Simple explanation with images
We know that an activation is required between matrix multiplications to afford a neural network the ability to model non-linear processes.
A classical LSTM cell already contains quite a few non-linearities: three sigmoid
functions and one hyperbolic tangent (tanh
) function, here shown in a sequential chain of repeating (unrolled) recurrent LSTM cells:
Images borrowed from "colah's blog"
So far this is just a single LSTM layer, and here we see that the cell output is already the multiplication of two activations (a sigmoid and a hyperbolic tangent). In this case, you could agree there is no need to add another activation layer after the LSTM cell.
You are talking about stacked layers, and if we put an activation between the hidden output of one layer to the input of the stacked layer. Looking at the central cell in the image above, it would mean a layer between the purple ($h_{t}$) and the stacked layer's blue $X_{t}$. You will notice then, that the output in this case, like with the sequential output, has already been activated, as it is the exact same output as the black left-to-right arrow (know as $f_{t}$). What is more, the first thing the input would do in the stacked layer is to be passed through the sigmoids and hypoerbolic tangents of the forget/input/output gates.

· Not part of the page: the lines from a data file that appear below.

PR #1714, opened 2018-04-27
JBPM-7162: Stunner - Make canvas size configurable (via workbench preferences)

wmedvede:


wmedvede:

wmedvede:

wmedvede:

wmedvede:

kie-wb-common-stunner/kie-wb-common-stunner-core/kie-wb-common-stunner-api/kie-wb-common-stunner-client-api/src/main/resources/org/kie/workbench/common/stunner/core/client/preferences/resources/i18n/StunnerPreferencesConstants.properties
```diff
@@ -20,5 +20,11 @@
 StunnerPreferences.Label=Stunner Preferences
 StunnerPreferences.StunnerDiagramEditorPreferences=Diagram Editor Preferences
 StunnerDiagramEditorPreferences.Label=Diagram Editor Preferences Fields
-StunnerDiagramEditorPreferences.AutoHidePalettePanel.Label=Auto Hide Category Panel
+StunnerDiagramEditorPreferences.AutoHidePalettePanel.Label=Auto hide category panel
 StunnerDiagramEditorPreferences.AutoHidePalettePanel.Help=Enables the automatically hiding of the toolbar panel associated with a Category. E.g. when a category item is selected, or when the mouse leaves the panel.
+StunnerDiagramEditorPreferences.CanvasWidth.Label=Drawing area width
+StunnerDiagramEditorPreferences.CanvasWidth.Help=Sets the width of the editor drawing area. It must be an integer number between 2800 and 5600.
```
jomarko: Would be possoble to replace constants `2800 ...` with something like `{0} ...` and then during construction of the real string use the constants from `CanvasWidthValidator` and `CanvasHeightValidator` ?

kie-wb-common-stunner/kie-wb-common-stunner-core/kie-wb-common-stunner-api/kie-wb-common-stunner-core-api/src/main/java/org/kie/workbench/common/stunner/core/preferences/CanvasSizeValidator.java
```diff
@@ -0,0 +1,60 @@
...
+    }
+
+    @Override
+    public ValidationResult validate(String value) {
+        int intValue;
+        try {
+            intValue = Integer.parseInt(value);
+        } catch (NumberFormatException e) {
+            return new ValidationResult(false,
+                                        messagesBundleKeys());
```
jomarko: Just minor thing, but I think NumberFormatException doesn't mean out of the range.

kie-wb-common-stunner/kie-wb-common-stunner-core/kie-wb-common-stunner-api/kie-wb-common-stunner-core-api/src/main/java/org/kie/workbench/common/stunner/core/preferences/StunnerPreferences.java
```diff
@@ -31,6 +31,8 @@
     @Override
     public StunnerPreferences defaultValue(final StunnerPreferences defaultValue) {
         defaultValue.diagramEditorPreferences.setAutoHidePalettePanel(false);
+        defaultValue.diagramEditorPreferences.setCanvasWidth(2800);
```
jomarko: I think we could use `CanvasWidthValidator.MIN_CANVAS_WIDTH`

kie-wb-common-stunner/kie-wb-common-stunner-core/kie-wb-common-stunner-api/kie-wb-common-stunner-core-api/src/main/java/org/kie/workbench/common/stunner/core/preferences/StunnerPreferences.java
```diff
@@ -31,6 +31,8 @@
...
+        defaultValue.diagramEditorPreferences.setCanvasHeight(1400);
```
jomarko: I think we could use `CanvasHeightValidator.MIN_CANVAS_HEIGHT`

kie-wb-common-stunner/kie-wb-common-stunner-core/kie-wb-common-stunner-api/kie-wb-common-stunner-client-api/src/main/resources/org/kie/workbench/common/stunner/core/client/preferences/resources/i18n/StunnerPreferencesConstants.properties
wmedvede: @jomarko The preferences API doesn't have the ability of accepting/processing {xxx} parameters in the validators, so it's not possible at this point.

kie-wb-common-stunner/kie-wb-common-stunner-core/kie-wb-common-stunner-api/kie-wb-common-stunner-core-api/src/main/java/org/kie/workbench/common/stunner/core/preferences/StunnerPreferences.java
wmedvede: @jomarko I don't think so. The MIN_VALUE is the lower bound. i.e., we don't want users to try to set the value lower than this minimum. But instead the by default value is what we "believe" is "the best value" to start working with. Then the user has the freedom of changing.

kie-wb-common-stunner/kie-wb-common-stunner-core/kie-wb-common-stunner-api/kie-wb-common-stunner-core-api/src/main/java/org/kie/workbench/common/stunner/core/preferences/StunnerPreferences.java
wmedvede: @jomarko same as above.

kie-wb-common-stunner/kie-wb-common-stunner-core/kie-wb-common-stunner-api/kie-wb-common-stunner-core-api/src/main/java/org/kie/workbench/common/stunner/core/preferences/CanvasSizeValidator.java
wmedvede: @jomarko I see the point, but see that validations are chained and the preferences api first checks if the value is a valid number, and then "transfers the execution" to the next validator. So if a wrong number is typed, this validator is not executed, and a proper message is automatically set. Since I still need to parse the value, I need to do something in case the exception is throw, but this case will probably never happen. I believe we can live with that. We'll also move to finite canvases as asap, so this canvas size preferences will be removed asap too.

LuboTerifaj:
Hi @wmedvede @jomarko 
I have checked it also manually and it seems that it works properly.
Thanks!

PR #1719, opened 2018-04-30
JBPM-7180: Stunner - Name change widget appear in wrong position for containers

manstis:
See https://issues.jboss.org/browse/JBPM-7180

@tiagodolphine Would you mind taking a look please?

The issue was that the in-place popup was being positioned at the mouse co-ordinate less half the width/height of the containers bounds - which is a really strange thing to do. Ideally the popup should be positioned at the mouse co-ordinate less half the popups height/width; however unfortunately (I tried) the popup height/width is not available until after it is shown and re-positioning it then would lead to flickering.... so I did what was most simple and just positioned at 50% of the CSS min-height/min-width settings. Works much better.

### DIFF
--- a/kie-wb-common-stunner/kie-wb-common-stunner-core/kie-wb-common-stunner-commons/kie-wb-common-stunner-client-common/src/main/java/org/kie/workbench/common/stunner/core/client/canvas/controls/actions/AbstractCanvasInPlaceTextEditorControl.java
+++ b/kie-wb-common-stunner/kie-wb-common-stunner-core/kie-wb-common-stunner-commons/kie-wb-common-stunner-client-common/src/main/java/org/kie/workbench/common/stunner/core/client/canvas/controls/actions/AbstractCanvasInPlaceTextEditorControl.java
@@ -46,8 +46,6 @@ import org.kie.workbench.common.stunner.core.client.shape.view.event.TextExitEve
 import org.kie.workbench.common.stunner.core.client.shape.view.event.TextExitHandler;
 import org.kie.workbench.common.stunner.core.client.shape.view.event.ViewEventType;
 import org.kie.workbench.common.stunner.core.graph.Element;
-import org.kie.workbench.common.stunner.core.graph.content.view.View;
-import org.kie.workbench.common.stunner.core.graph.util.GraphUtils;
 import org.uberfire.mvp.Command;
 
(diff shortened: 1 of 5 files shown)


kie-wb-common-stunner/kie-wb-common-stunner-core/kie-wb-common-stunner-commons/kie-wb-common-stunner-client-common/src/main/java/org/kie/workbench/common/stunner/core/client/canvas/controls/actions/AbstractCanvasInPlaceTextEditorControl.java
```diff
@@ -165,16 +163,13 @@ public void handle(TextExitEvent event) {
...
-        }
-        final double rx = null != size ? size[0] / 2 : 0d;
+        final double offsetX = getTextEditorBox().getDisplayOffsetX();
+        final double offsetY = getTextEditorBox().getDisplayOffsetY();
         getFloatingView()
-                .setX(x - rx)
+                .setX(x)
                 .setY(y)
+                .setOffsetX(-offsetX)
+                .setOffsetY(-offsetY)
```
jomarko: Well, using `-offsetX` and `-offsetY` now ensures invoked inline editor is centered to point of click, however the editor can be resized and then if inline editor is invoked repeatedly then it is not centered. So just idea for discussion, if we use `setOffsetX(offsetX)` and `setOffsetY(offsetY)` then we would get always inline editor left upper corner aligned with point of double click, what do you think? But I think also the current state is fine, so just asking if you considered this variant.

manstis: Hi @jomarko thanks for the review.

I originally removed the offset all together but found, when the popup's top-left appeared at my mouse-pointer, it was a pain to use as I always had to move the mouse pointer after the popup appeared. I guess the "offset" I have is not intended to necessarily centre the popup over the mouse-pointer but just remove the need to move the mouse-pointer after the popup has appeared.

manstis:
@tiagodolphine Awaiting your review please.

So there are plenty of non-linearities being used, meaning it is unnecessary to add yet another between the stacked LSTM layers. You might like to think of it as simply applying two ReLU
layers after a fully-connected layer. The results might be slightly different compared to just using one, but not much; as in your experiements with stacked LSTMs.
Documentation
If you look at the Tensorflow/Keras documentation for LSTM modules (or any recurrent cell), you will notice that they speak of two activations: an (output) activation and a recurrent activation. It is here that you can decide which activation to use and the output of the entire cell is then already activated, so to speak. PyTorch doesn't seem to (by default) allow you to change the default activations.
Real world stacked models
Common applications of recurrent networks are found in NLP, for example the ELMo model. If you look through the network design code, you see only basic LSTM cells being used, without additional activation laters. They only mention adding activations for the fully-connected layers (namely a ReLU) at the final output.
The first usage of stacked LSTMs (that I know of) was applied to speech recognition (Graves et. al), and the authors also do not mention the need for activation layers between the LSTM cells; only at the final output in conjunction with a fully-connected layer.